_Data for review_
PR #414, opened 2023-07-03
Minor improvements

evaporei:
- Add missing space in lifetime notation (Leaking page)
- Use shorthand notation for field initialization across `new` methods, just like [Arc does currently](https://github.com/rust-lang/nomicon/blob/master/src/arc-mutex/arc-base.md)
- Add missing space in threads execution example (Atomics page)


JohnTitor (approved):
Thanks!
...
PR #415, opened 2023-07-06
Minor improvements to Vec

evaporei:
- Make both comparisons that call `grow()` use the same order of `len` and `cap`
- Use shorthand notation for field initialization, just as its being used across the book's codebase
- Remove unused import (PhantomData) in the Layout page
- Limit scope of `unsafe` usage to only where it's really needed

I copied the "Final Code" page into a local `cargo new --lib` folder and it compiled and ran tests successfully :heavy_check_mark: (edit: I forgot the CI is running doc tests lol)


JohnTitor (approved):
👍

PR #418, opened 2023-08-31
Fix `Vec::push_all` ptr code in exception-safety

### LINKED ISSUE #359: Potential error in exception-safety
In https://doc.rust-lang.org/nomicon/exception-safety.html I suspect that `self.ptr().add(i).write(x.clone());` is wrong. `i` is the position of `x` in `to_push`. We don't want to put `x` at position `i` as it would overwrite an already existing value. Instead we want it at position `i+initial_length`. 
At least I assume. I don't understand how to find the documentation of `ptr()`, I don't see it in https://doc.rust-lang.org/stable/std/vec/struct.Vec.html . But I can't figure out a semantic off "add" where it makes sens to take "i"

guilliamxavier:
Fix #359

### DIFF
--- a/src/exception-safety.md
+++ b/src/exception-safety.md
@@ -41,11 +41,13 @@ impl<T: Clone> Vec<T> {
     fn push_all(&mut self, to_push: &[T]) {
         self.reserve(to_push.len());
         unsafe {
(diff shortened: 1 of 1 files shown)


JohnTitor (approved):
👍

_Exercise directions_
Search the data for the string "safety" and copy every line where it appears.

_Output below_
Fix `Vec::push_all` ptr code in exception-safety
### LINKED ISSUE #359: Potential error in exception-safety
In https://doc.rust-lang.org/nomicon/exception-safety.html I suspect that `self.ptr().add(i).write(x.clone());` is wrong. `i` is the position of `x` in `to_push`. We don't want to put `x` at position `i` as it would overwrite an already existing value. Instead we want it at position `i+initial_length`. 
--- a/src/exception-safety.md
+++ b/src/exception-safety.md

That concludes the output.